Jedenfalls wird er nicht müde, mir zu erklären, daß ich hier nicht langfahren dürfte und zunächst das Forstamt um eine Erlaubnis zu bitten habe. Ich gebe zu, daß ich so meine Schwierigkeiten mit Uniformträgern habe, versuche mir das aber möglichst nicht anmerken zu lassen – jedenfalls nicht sofort. Zu allem Überfluß hat mein Hund die Gelegenheit genutzt, mal eben aus dem Auto zu hüpfen und ein wenig die Umgebung zu erkunden. Was mir umgehend ein „nehmänSieSofortIränHundandieLeine“ vom Subhilfsholzfäller – er ist noch nicht mal uniformiert – aus dem Wäldchen unterhalb einbringt. Ich mag es nicht, wenn mich Subhilfsholzfäller ohne ein „Guten Tag“ von der Seite anblöken.

Schließlich hat der Förster doch noch ein Einsehen. Vielleicht ist es ihm ja auch nur peinlich, daß er weder weiß, wo in seinem Revier Uhus nisten – was man nachsehen kann – noch wo sich besagte Schieferwand befindet. Er geleitet mich bis zur nächsten Gabelung, sagt da könne ich nicht hochfahren und erinnert mich nochmals daran, das Forstamt anzurufen. Wer mich kennt weiß, daß ich ein ungemein friedliebender Mensch bin. Aber irgendwann ist es dann auch bei mir soweit, ein roter Schleier legt sich vor meine unkontrolliert zuckenden Augen, meine Hände zittern, benetzen sich mit Schweiß und dann macht es ‚klick‘. Ich weiß nicht mehr genau, was ich diesen Mann geheißen habe, ich meine mich an die Worte „dahergelaufen“ und „kleine Uniform“ und „meinen der Größte zu sein“ zu erinnern.

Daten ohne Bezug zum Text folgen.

Issue #5025, opened 2021-11-18
Year/Month compare graph does not display correct icon


gizmocuz:
I think the icons are in the wrong direction

![Screenshot_2021-11-18-06-49-05-83_df198e732186825c8df26e3c5a10d7cd](https://user-images.githubusercontent.com/2265299/142360824-356827ce-a4c1-4119-9c82-5cbe60126626.jpg)

See for example the bottom one... Should not be green as usage is more then previous month

waltervl:
I think it is meant to be the difference with the month before on the same year. So in your example that October 2021 is lower than september  2021 and that October 2020 was higher than september 2020.

Olifant1990:
@waltervl is correct. I made that same mistake myself too. Had to find out it is compared to previous month in the same year.
But indeed, that is not expected, I also want to see in the same month over the years if it increased or decreased

gizmocuz:
I think we should compare over the years here 👍

michahagg:
You're probably right. Do you want me to change it? Should be no problem.

GravityRZ:
installed 13.872 but it seems this change ha not gone through.

gizmocuz:
Would be great if you can change it

michahagg:
Hi @gizmocuz the PR #5047 contains the fix for this issue

GravityRZ:
any idea how i can get rid of this faulty value.
the graphs show it happened in 2020 but shift leftclick states it is an entry from 1970.
shift leftclick can not remove this item.

![image](https://user-images.githubusercontent.com/16853535/145600495-77baf0d2-2319-4186-b42d-46f01f6b5921.png)

michahagg:
Hi @GravityRZ it makes no sense deleting points from the compare chart as it shows aggregated data only. But nevertheless the data shown seems incorrect. Probably it's a counter loop that is not being recognized.

If you let me analyse the data, I might just find a way to fix it. Could you execute the following query on the database?

`select * from Meter_Calendar where DeviceRowID = [device-id] and Date >= '2020-01-01'`

Fill in the index of the device at [device-id].

GravityRZ:
here it is.
the list is rather long but here i see things which look strange
0 numbers or big negative number

87	283	332976	2020-10-25
87	228	333204	2020-10-26
87	216	333420	2020-10-27
87	0	333420	2020-10-28
87	0	333420	2020-10-29
87	282	364723	2020-10-31
87	269	364995	2020-11-01
[...]

Issue #5024, opened 2021-11-16
History button in log view


ghost:
I was faced with a question regarding the history buttons selection in log views.
Example:
![image](https://user-images.githubusercontent.com/12487713/141987200-a618c6da-6e61-4e44-a811-6c265386c656.png)

After discussed in slack, it appears that it's not a good idea to always show "3 days" log when the user set in config less that 3 days of history because in this case the button seems broken.
![image](https://user-images.githubusercontent.com/12487713/141987267-9d6296de-b033-4c6f-a8e2-255474a455f7.png)

But it would be interesting to put on the button the same number of days as the one set in config (or remove this button if there is just one day of history).

michahagg:
Hi @Reivax851 it should be fixed in PR #5047

PR #5047, opened 2021-12-10
Chart changes

michahagg:
This PR contains the following:
- fix for Computed kWh-devices where the power value was never updated and the energy was computed from a constant and incorrect power value
- fix for the Compare chart to calculate the trend using the value in the same period of the previous year instead of the value in the previous period of the same year (#5025 )
- fix for the Compare chart to ignore negative counter values
- fix for Short Log Chart to show zoom buttons for 1d and 3d only when relevant in according to the range of the chart (#5024)
- fix for Counter Incremental to calculate the usage of the day with the first value of the day instead of the lowest value
- removed the ability to delete points on the Compare Chart
- a fix to prevent text selection when panning a chart on a mobile device (still not completely fixed)
- update for Highcharts library
- removed each Javascript .map-file and the reference to it from the .js-file, plus gzipped all .js-files in /js


michahagg:
Hi @gizmocuz, I'm sorry but I introduced a nasty bug on 3 Oct this year. For computed kWh-devices the power value was updated with the current value instead of the new value, hence the power value was never updated at all. Each time a new update would occur, the energy value was calculated with the stuck power value. This PR contains a fix for this issue. My apologies for causing this issue.

The commit causing the error was part of PR #4958 which was merged on 7 Oct.

gizmocuz:
No worries, great you solved it !! Thank you again for your support!

gizmocuz:
Happy to merge this, but is it correct that the current month has no up/down icon ?

image

michahagg:
In your situation, this is correct indeed. The trend for a period is determined by comparing its value with the value of the same period in the previous year. In your situation, the previous year for 2021 is 2020. For this year no value is given, hence no comparison can be made. It is quite unlikely for this to occur. It means, no counter value was recorded in Dec 2020. Is that correct? Could you check that?

kiddigital:
> Hi @gizmocuz, I'm sorry but I introduced a nasty bug on 3 Oct this year. For computed kWh-devices the power value was updated with the current value instead of the new value, hence the power value was never updated at all. Each time a new update would occur, the energy value was calculated with the stuck power value. This PR contains a fix for this issue. My apologies for causing this issue.
> 
> The commit causing the error was part of PR #4958 which was merged on 7 Oct.

That is why we have Beta versions :) Thanks to Beta testing, the problem has not made it into the Stable.


> No worries, great you solved it !! Thank you again for your support!

🥇

gizmocuz:
Your correct! In this domoticz instance there was no data in december 2020, there was for the other months.
Tested the PR and works perfectly, thanks!

PR #5048, opened 2021-12-10
Scenes/Groups: Fix sending color_temp & RGB info for MQTT devices

jvanderzande:
Groups/Scenes are not sending the set color_temp and/or RGB color settings for the Group/Scene since the command is "Set Level". Added logic to mqtt to change "Set Level" to "Set Color" for ColorMode lights.


gizmocuz:
Thank you!!

Dylantje:
@jvanderzande 
Is there a way for me to test?

PR #5058, opened 2021-12-15
Fix compile warning Debug message escape percent sign

kiddigital:
Small PR to fix (Linux)compile warning on Debug message. Percent sign was not escaped properly.


gizmocuz:
Thank you!!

Und in meiner Wut kam mir ganz plötzlich die Erleuchtung: Ich hatte hier ja ganz offensichtlich den Ranger per se vor mir! Umgehend machten sich wieder Erleichterung und Gelassenheit in mir breit. Es mag sogar sein, daß sich ein hinterhältiges Grinsen auf meinem Gesicht zeigte, als ich ihm erklärte, daß es sich bei ihm als selbsternanntem Schützer der hiesigen Wildnis ja wohl ganz offensichtlich um den wirklich Zuständigen für diesen Uhu handle. Sprach’s und nahm den Katzenkäfig aus dem Auto. Dem Förster schwante bereits Übles, er war jedenfalls – begleitet von lauten „Nein, das geht nicht!“-Rufen – deutlich schneller an seinem Wagen als ich und mir blieb nur, den Piepmatz vor seine Füße zu setzen. Beide ziemlich hilflos sahen sie einander an – und plötzlich war der Weg doch befahrbar. Ich glaube, ich habe ihm Unrecht getan, so verdattert wie der arme Mann da stand hat er es bestimmt nicht so gemeint. Ich glaube, Förster sind auch nur für Bäume zuständig, außerdem war seine Frau gestern mit der Katze zum Impfen da, wie peinlich.

Die ganze Aktion hat mich unterm Strich allerdings nicht weitergebracht, der Hang war ganz offensichtlich der falsche – von Schiefer weit und breit keine Spur.

Freitag.

Futternachschub naht in Form von Rinderherzen. Wurde mir vom Falkner empfohlen, Rinderherzen oder Eintagsküken. Wenn man bei der Fleischbeschau zwischen den Herzhälften eine Scheibe rausschneidet merkt’s keiner.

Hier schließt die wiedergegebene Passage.